[Try it]: Write out, word for word, the part of the listing below that opens with the line containing "to approve. :)" and closes with the line containing "Not sure what", keeping both of those lines and adding no others.

[Material shown]:

Issue #6085, opened 2025-02-27
Fix `runtime.History.History.Watchblocks` to emit sequential blocks (no gaps)


martintomazic:
Subscription to `runtime.client.api.WatchBlocks` ([see](https://github.com/oasisprotocol/oasis-core/blob/f94b700b8edcd3e4fa228e748ca45d7c91a3bf06/go/worker/client/service.go#L116)) may return block sequence with missing rounds. 

This may happen because  `runtime.history.History` is not notifying blocks if they are `Committ`-ed via `notify=false` (during reindex)**.

 Note this is only problematic if node `!hasLocalStorage`, as otherwise storage syncing (`worker.storage.committee.Node`) is responsible  for notifying blocks via `StorageSyncCheckpoint`. This worker subscribes to `consensus.cometbft.roothash.ServiceClient.WatchBlocks`, which may have gaps, however it fetches missing rounds. 

As discussed in private, `roothash.ServiceClient` should probably not be responsible for reindexing, nor should `roothahs.BlockHistory` know anything about storage, node types etc... Likely this code needs a thorough refactor.

** We are guaranteed to have at least two reindexes, possibly more if there are errors during subsequent event processing.

martintomazic:
> As discussed in private, roothash.ServiceClient should probably not be responsible for reindexing, nor should roothash.BlockHistory know anything about storage, node types etc... Likely this code needs a thorough refactor.

Idealy, we move [reindexing part](https://github.com/oasisprotocol/oasis-core/blob/master/go/consensus/cometbft/roothash/roothash.go#L680-L718) from `roothash.ServiceClient` to something like `worker.runtime.xxx`. 
The worker should be initialized, just like others, after we have [initialized `RuntimeRegistry`](https://github.com/oasisprotocol/oasis-core/blob/4d22d4d3a0e7ce8b7d767ddbff29c7da3ac73d8a/go/oasis-node/cmd/node/node.go#L228). Worker should  first fetch `runtime.history.History.LastConsensusHeight` and reindex until `n` blocks away from consensus sync. At this point, it should subscribe to `roothash.WatchBlocks`, do another reindex to fill possible gap and then proceed with regular processing. After that, blocks should be always notified without any gaps.

What about problematic [`runtime.history.History`](https://github.com/oasisprotocol/oasis-core/blob/master/go/runtime/history/history.go)?
* `runtime.history.History` does two things: 
    1. it implements `roothash.BlockHistory`, with pruning policy 
[...]

PR #6089, opened 2025-02-28
 go/consensus/cometbft/roothash: Remove history from roothash service

peternose:
The runtime history should be built on top of the roothash service, using observed blocks for block reindexing and round syncing. The roothash service should broadcast blocks as soon as they are finalized in consensus, whereas the block history should broadcast blocks only after they have been reindexed or synced.

Now, we have 3 ways to observe runtime blocks:

1. Method `consensus.RootHash().WatchBlocks` returns blocks immediately once they are finalized in the consensus.
2. Method `rt.History().WatchCommittedBlocks` returns blocks immediately once they are committed to local storage.
3. Method `rt.History().WatchBlocks` returns blocks immediately once they are committed and synced to local storage.

Comparing methods to previous solution:
- Previous 1 == Current 2

### DIFF
--- a/go/consensus/cometbft/roothash/roothash.go
+++ b/go/consensus/cometbft/roothash/roothash.go
@@ -27,10 +27,7 @@ import (
 	runtimeRegistry "github.com/oasisprotocol/oasis-core/go/runtime/registry"
 )
 
-const (
-	crashPointBlockBeforeIndex = "roothash.before_index"
-	reindexWriteBatchSize      = 1000
-)
+const crashPointBlockBeforeIndex = "roothash.before_index"
 
 // ServiceClient is the roothash service client interface.
 type ServiceClient interface {
--- a/go/consensus/cometbft/roothash/roothash.go
+++ b/go/consensus/cometbft/roothash/roothash.go
@@ -585,7 +585,7 @@ func (sc *serviceClient) DeliverCommand(ctx context.Context, height int64, cmd i
 		})
 		if err != nil {
 			sc.logger.Warn("failed to get runtime state for latest block",
-				"err",
+				"err", err,
 				"runtime_id", tr.runtimeID,
 				"height", height,
 			)
@@ -809,7 +809,7 @@ EventLoop:
 				// An executor commit has been processed.
 				var e api.ExecutorCommittedEvent
 				if err := eventsAPI.DecodeValue(val, &e); err != nil {
-					errs = errors.Join(errs, fmt.Errorf("roothash: corrupt ExecutorComitted event: %w", err))
+					errs = errors.Join(errs, fmt.Errorf("roothash: corrupt ExecutorCommitted event: %w", err))
 					continue EventLoop
 				}
 
--- a/go/consensus/cometbft/roothash/roothash.go
+++ b/go/consensus/cometbft/roothash/roothash.go
@@ -46,15 +46,12 @@ type runtimeBrokers struct {
 
 type trackedRuntime struct {
 	runtimeID common.Namespace
-
-	height       int64
-	blockHistory api.BlockHistory
-	reindexDone  bool
+	height    int64
+	round     uint64
 }
 
 type cmdTrackRuntime struct {
-	runtimeID    common.Namespace
-	blockHistory api.BlockHistory
+	runtimeID common.Namespace
 }
 
 type serviceClient struct {
@@ -187,7 +184,7 @@ func (sc *serviceClient) WatchBlocks(_ context.Context, id common.Namespace) (<-
 	sub.Unwrap(ch)
 
 	// Start tracking this runtime if we are not tracking it yet.
-	if err := sc.trackRuntime(sc.ctx, id, nil); err != nil {
+	if err := sc.trackRuntime(sc.ctx, id); err != nil {
 		sub.Close()
 		return nil, nil, err
 	}
@@ -211,7 +208,7 @@ func (sc *serviceClient) WatchEvents(_ context.Context, id common.Namespace) (<-
 	sub.Unwrap(ch)
 
 	// Start tracking this runtime if we are not tracking it yet.
-	if err := sc.trackRuntime(sc.ctx, id, nil); err != nil {
+	if err := sc.trackRuntime(sc.ctx, id); err != nil {
 		sub.Close()
 		return nil, nil, err
 	}
@@ -227,7 +224,7 @@ func (sc *serviceClient) WatchExecutorCommitments(_ context.Context, id common.N
 	sub.Unwrap(ch)
 
 	// Start tracking this runtime if we are not tracking it yet.
-	if err := sc.trackRuntime(sc.ctx, id, nil); err != nil {
+	if err := sc.trackRuntime(sc.ctx, id); err != nil {
 		sub.Close()
 		return nil, nil, err
 	}
@@ -236,15 +233,14 @@ func (sc *serviceClient) WatchExecutorCommitments(_ context.Context, id common.N
 }
 
 // Implements api.Backend.
-func (sc *serviceClient) TrackRuntime(ctx context.Context, history api.BlockHistory) error {
+func (sc *serviceClient) TrackRuntime(_ context.Context, history api.BlockHistory) error {
 	sc.pruneHandler.trackRuntime(history)
-	return sc.trackRuntime(ctx, history.RuntimeID(), history)
+	return nil
 }
 
-func (sc *serviceClient) trackRuntime(ctx context.Context, id common.Namespace, history api.BlockHistory) error {
+func (sc *serviceClient) trackRuntime(ctx context.Context, id common.Namespace) error {
 	cmd := &cmdTrackRuntime{
-		runtimeID:    id,
-		blockHistory: history,
+		runtimeID: id,
 	}
 
 	select {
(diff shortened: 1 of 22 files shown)


go/runtime/history/indexer.go
```diff
@@ -0,0 +1,256 @@
...
+		case <-ctx.Done():
+			return
+		}
+	}
+
+	// Handle new blocks after reindex is complete.
+	for {
+		if err = bi.commitBlock(ctx, blk, true); err != nil {
+			return
+		}
```
martintomazic, line 117: My understanding is previous logic would start reindexing again if error here. This was not best either since it could led to infinite reindexes. 

How about retrying few times here (exponential backoff?) and finally `panic` if not working?

We could do something similar in `emitLatestBlock` (where we call `sc.getLatestBlockAt`), just in case consensus state db is temporarily unavailable/there was unexpected disk error?

go/runtime/history/indexer.go
```diff
@@ -0,0 +1,256 @@
...
+func (bi *BlockIndexer) commitBlocks(ctx context.Context, blocks []*roothash.AnnotatedBlock, notify bool) error {
+	if len(blocks) == 0 {
+		return nil
+	}
+
+	var results []*roothash.RoundResults
+	for _, blk := range blocks {
+		result, err := bi.consensus.RootHash().GetLastRoundResults(ctx, &roothash.RuntimeRequest{
+			RuntimeID: bi.history.RuntimeID(),
+			Height:    blk.Height,
```
martintomazic, line 230: NIT: I would move this back to `reindexBlocks` since `commitBlocks` is now `fetchResultsAndCommitBlocks`. 

Might be also useful if we use worker pool for fetching reads. No strong opinion, since we could trivially do that at that point if needed.

go/runtime/registry/registry.go
```diff
@@ -524,16 +524,19 @@ func (r *runtimeRegistry) NewRuntime(ctx context.Context, runtimeID common.Names
...
 
 		// Start tracking this runtime.
-		if err = r.consensus.RootHash().TrackRuntime(ctx, history); err != nil {
+		if err = r.consensus.RootHash().TrackRuntime(ctx, rt.history); err != nil {
 			return nil, fmt.Errorf("runtime/registry: cannot track runtime %s: %w", runtimeID, err)
 		}
+
+		// Start indexing blocks.
+		indexer := history.NewBlockIndexer(r.consensus, rt.history)
+		indexer.Start()
```
martintomazic, line 539: Do we control this go routine?

martintomazic (commented):
Looks super solid, also unblocks a lot of our work.

Left some minor questions, and happy to approve after that.

// Hope I did not review too early as I just saw is still draft.

go/runtime/history/indexer.go
```diff
@@ -0,0 +1,256 @@
...
+	}()
+
+	// Reindex blocks up to the latest block.
+	var blk *roothash.AnnotatedBlock
+reindex:
+	for {
+		select {
+		case blk = <-blkCh:
+			// Send a new request with the latest height.
+			sendToChannel(reindexCh, blk.Height-1)
```
martintomazic, line 101: Reindex would never start  if runtime is suspended/there are no new blocks? 

`run` could be simplified by first fetching and re-indexing until last consensus height . Then we subscribe to `Roothash.WatchBlocks`. When (if) we receive first block, check if there is gap of consensus heights and reindex the gap as well.

go/worker/client/service.go
```diff
@@ -130,7 +130,11 @@ func (s *service) GetBlock(ctx context.Context, request *api.GetBlockRequest) (*
 	if err != nil {
 		return nil, err
 	}
-	return rt.History().GetBlock(ctx, request.Round)
+	blk, err := rt.History().GetSyncedBlock(ctx, request.Round)
+	if err != nil {
+		return nil, err
+	}
+	return blk.Block, nil
```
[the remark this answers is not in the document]
peternose: I guess it was possible, so my solution was not fine. I reverted these changes, so resolving.

go/runtime/history/indexer.go
peternose: > How about retrying few times here (exponential backoff?) and finally `panic` if not working?

Yes, we can retry. We should not panic, we should exit the indexer instead (ideally returning an error, so that other services can be gracefully stopped).
 
> We could do something similar in `emitLatestBlock` (where we call `sc.getLatestBlockAt`), just in case consensus state db is temporarily unavailable/there was unexpected disk error?

We could, but maybe in another PR if needed.

go/runtime/registry/registry.go
peternose: Fixed, together with startup of the runtime.

go/runtime/history/indexer.go
peternose: > Reindex would never start if runtime is suspended/there are no new blocks?

Reindex will always start because `WatchBlocks` always returns the latest block. So no-blocks scenario is not possible.
 
> `run` could be simplified by first fetching and re-indexing until last consensus height . Then we subscribe to `Roothash.WatchBlocks`. When (if) we receive first block, check if there is gap of consensus heights and reindex the gap as well.

Therefore, we don't need to implement your simplification.

go/runtime/history/indexer.go
```diff
@@ -0,0 +1,313 @@
...
+		}
+
+		if len(blks) > batchSize {
+			bi.logger.Error("terminating")
+			return
+		}
+
+		if err := bi.commitBlocks(blks); err != nil {
+			retry = boff.NextBackOff()
+			continue
```
martintomazic, line 112: So in practice if you fail to commitblock within `6s` it will automatically terminate the service? do you see a scenario where db is down for `20s` and ideally this should not terminate?

martintomazic (commented):
Do we want to add changelog given that this fixes:
1. #6085
2. In theory it also parallelizes reindex (should be much faster if many runtimes), since no reindexer is now run in a separate go routine?

go/runtime/history/indexer.go
martintomazic: >Reindex will always start because WatchBlocks always returns the latest block. So no-blocks scenario is not possible.

In case of first ever runtime block you are always guaranteed to have genesis block? 


>Therefore, we don't need to implement your simplification.

I am starting to think it could simplify `reindex` function a lot if we have recursive function (so no need for extra channells, go routine etc)? No strong opinion on that and definitely not blocking. + You never have many pending blocks inside `WatchBlocks` buffer (albeit it should be in order of `1k` so not problematic at all?)

go/runtime/history/indexer.go
martintomazic: >We could do something similar in emitLatestBlock (where we call sc.getLatestBlockAt), just in case consensus state db is temporarily unavailable/there was unexpected disk error?

My understanding is previously in case of error during `DeliverEvent` because of this case, we marked runtime for reindex.

I see a similar problem as in https://github.com/oasisprotocol/oasis-core/pull/6089#discussion_r1991220208, where due to ephemeral db error, you will now have gap in `roothash.WatchBlocks`? This kind of errors are extremely unlikely but they can happen.

go/runtime/history/indexer.go
```diff
@@ -0,0 +1,313 @@
...
+		case blk := <-blkCh:
+			blks = append(blks, blk)
+		case <-time.After(retry):
+		case <-ctx.Done():
+			bi.logger.Info("stopping")
+			return
+		}
+
+		if len(blks) > batchSize {
+			bi.logger.Error("terminating")
```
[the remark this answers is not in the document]
peternose: Yes, will add a messages. I didn't want to include it as in the logs should be seen that commit failed many times.

go/runtime/history/indexer.go
```diff
@@ -0,0 +1,313 @@
...
+
+	return nil
+}
+
+func (bi *BlockIndexer) reindexRange(ctx context.Context, start int64, end int64) error {
+	bi.logger.Debug("reindexing blocks",
+		"start_height", start,
+		"end_height", end,
+	)
+
```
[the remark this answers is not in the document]
peternose: I think no. Validation is omitted because this is an internal function. Method also allows you to commit batch of any size. However, the `reindexTo` should take care that input parameters are valid and limit blocks.

go/consensus/cometbft/roothash/roothash.go
```diff
@@ -236,15 +230,14 @@ func (sc *serviceClient) WatchExecutorCommitments(_ context.Context, id common.N
 }
 
 // Implements api.Backend.
-func (sc *serviceClient) TrackRuntime(ctx context.Context, history api.BlockHistory) error {
+func (sc *serviceClient) TrackRuntime(_ context.Context, history api.BlockHistory) error {
 	sc.pruneHandler.trackRuntime(history)
```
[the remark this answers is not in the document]
peternose: Yes, also `TrackRuntime` method doesn't belong to this backend. However, this is not that simple, as we need to move pruner from cometbft to consensus API. Opening an issue and can do it in another PR.

go/runtime/history/history.go
```diff
@@ -83,11 +84,14 @@ func (h *runtimeHistory) CommitBatch(blks []*roothash.AnnotatedBlock, notify boo
...
-	if h.hasLocalStorage || !notify {
+	if !notify {
 		return nil
 	}
 	for _, blk := range blks {
-		h.blocksNotifier.Broadcast(blk)
+		h.committedBlocksNotifier.Broadcast(blk)
+		if !h.hasLocalStorage {
+			h.syncedBlocksNotifier.Broadcast(blk)
+		}
```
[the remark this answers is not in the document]
peternose: Maybe. I intentionally used this name as this should be moved to storage worker. But if you assume that sync on nodes without local storage works differently, this name might be fine.

go/runtime/history/indexer.go
```diff
@@ -0,0 +1,313 @@
...
+	}
+}
+
+func (bi *BlockIndexer) reindex(ctx context.Context, blkCh <-chan *roothash.AnnotatedBlock) error {
+	bi.logger.Debug("reindexing",
+		logging.LogEvent, roothash.LogEventHistoryReindexing,
+	)
+
+	var wg sync.WaitGroup
+	defer wg.Wait()
```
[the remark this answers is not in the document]
peternose: Are you sure?

go/runtime/history/indexer.go
```diff
@@ -0,0 +1,313 @@
...
+			Height:    height,
+		})
+		switch {
+		case err == nil:
+		case errors.Is(err, consensus.ErrVersionNotFound):
+			bi.logger.Debug("failed to get runtime state, probably pruned",
+				"err", err,
+				"height", height,
+			)
+			continue
```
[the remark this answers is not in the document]
peternose: This error cannot be caused by an ephemeral database issue. If this error is thrown, the db works as expected, just the runtime state is not available on that height. If there is a database error, the default case should restart reindex when the next block arrives.

I added retry mechanism to reindex also.

go/runtime/history/indexer.go
peternose: No. The service only terminates if we were unable to commit 1000 blocks in a row, but this also means that something is really wrong and probably not recoverable.

go/runtime/history/indexer.go
```diff
@@ -0,0 +1,313 @@
...
+		case <-ctx.Done():
+			return ctx.Err()
+		}
+		break
+	}
+
+	// Commit the last block manually, if the height at which the block
+	// was published has already been pruned. This ensures that there
+	// is always at least one block in the history.
+	height, err := bi.history.LastConsensusHeight()
```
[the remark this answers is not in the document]
peternose: One test was failing. Will check why hook doesn't work.

go/runtime/history/indexer.go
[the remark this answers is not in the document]
martintomazic: I was wrong. (defer is lifo not fifo ...)

go/runtime/history/indexer.go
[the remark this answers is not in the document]
martintomazic: I see. 

Could you add a comment, that you are doing retry during reindex for a very unlikely scenario where error would happen on the last block (e.g. suspended runtime from here on)? Feel free to ignore/not blocking.

Finally, could you add retry [here](https://github.com/oasisprotocol/oasis-core/pull/6089#discussion_r1991284973) as well. After that happy to approve. :)

go/runtime/history/indexer.go
martintomazic: What if someone changes `batch_size=1`, or if we make it parametric in the future?

peternose: Will introduce a new variable and stop abusing the exiting one.

kostko (approved):

go/runtime/history/indexer.go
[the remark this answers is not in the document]
peternose: We need this not because of the pruning, but because we can sync from a newer height. In this case, the consensus block at which the runtime block was published will not be available, even though, the roothash will still know the last block because it is in the runtime state of the last known block.

So my comment was incorrect and was fixed.

go/runtime/history/indexer.go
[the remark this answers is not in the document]
peternose: > Could you add a comment, that you are doing retry during reindex for a very unlikely scenario where error would happen on the last block (e.g. suspended runtime from here on)?

Not sure what are you saying here. If runtime is suspended, the last block should reindex normally, I don't see a problem here.

> Finally, could you add retry [here](https://github.com/oasisprotocol/oasis-core/pull/6089#discussion_r1991284973) as well.

This is still in progress, will reply in that thread.

go/runtime/history/indexer.go
peternose: I have changed the roothash to be more strict and to not allow any gaps. I think that if this error happens, the application will also panic. For example, I we cannot read from the state, how will the application write to it? Therefore, I'm postponing this until needed.

go/runtime/history/indexer.go
peternose: > When (if) we receive first block, check if there is gap of consensus heights and reindex the gap as well.

This might not be more simple because we don't know how many blocks were produced between the last reindex and subscription to the `WatchBlocks`. It could be none or few. So we are back at the begging, which means, that we can never know if the reindex has be completed. We only know that we came very close with heights. 

To solve this you need to start listening first, and then do the reindex. If new blocks arrive before, throw them away and update the height. If no blocks arrive, the index was completed and any blocks still in the channel will be processed normally without any gaps.

> I am starting to think it could simplify reindex function a lot if we have recursive function (so no need for extra channells, go routine etc)?

This causes the same problem, I think. You cannot know when reindex is completed, you only know that you came close.

> You never have many pending blocks inside WatchBlocks buffer

We don't have any pending blocks. If blocks arrive during reindex, we throw them away, cleaning the buffer. Once reindex is completed, index will start processing these blocks, so there should be no pending at all.

peternose:
> Do we want to add changelog

I didn't add this because nothing has really changed, we just cleaned the code.

> In theory it also parallelizes reindex (should be much faster if many runtimes), since no reindexer is now run in a separate go routine?

You are right, I didn't even think about this. I could mention that runtimes are now reindex in parallel, but won't. It is nice tough that we don't block `DeliverCommand` and `DeliverEvent` anymore.

go/runtime/history/indexer.go
martintomazic: > // For now, enforce strict error handling and address if necessary later.
> I have changed the roothash to be more strict and to not allow any gaps. 

You will  only log the error [see](https://github.com/oasisprotocol/oasis-core/blob/dff158f084531943f3c24d8e79db9f9e60ccc590/go/consensus/cometbft/full/services.go#L201), meaning for all subsequent runtime blocks you will simply continue logging warnings. 

>  For example, I we cannot read from the state, how will the application write to it?

I thought epehemeral db errors are reality when working with databases. E.g. reading once may fail for whatever reason;  ephemeral disk problem, to many transactions, locks, rate limiting etc. However, subsequent write or reads may still pass.

Previously, if this scenario happens you would recover due to reindex (but only in case of ephemeral error). Now you will log warnings, whilst in reality we should gracefully stop or try to recover?

martintomazic (approved):
LGTM!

[Your response]:
Finally, could you add retry [here](https://github.com/oasisprotocol/oasis-core/pull/6089#discussion_r1991284973) as well. After that happy to approve. :)

go/runtime/history/indexer.go
martintomazic: What if someone changes `batch_size=1`, or if we make it parametric in the future?

peternose: Will introduce a new variable and stop abusing the exiting one.

kostko (approved):

go/runtime/history/indexer.go
[the remark this answers is not in the document]
peternose: We need this not because of the pruning, but because we can sync from a newer height. In this case, the consensus block at which the runtime block was published will not be available, even though, the roothash will still know the last block because it is in the runtime state of the last known block.

So my comment was incorrect and was fixed.

go/runtime/history/indexer.go
[the remark this answers is not in the document]
peternose: > Could you add a comment, that you are doing retry during reindex for a very unlikely scenario where error would happen on the last block (e.g. suspended runtime from here on)?

Not sure what are you saying here. If runtime is suspended, the last block should reindex normally, I don't see a problem here.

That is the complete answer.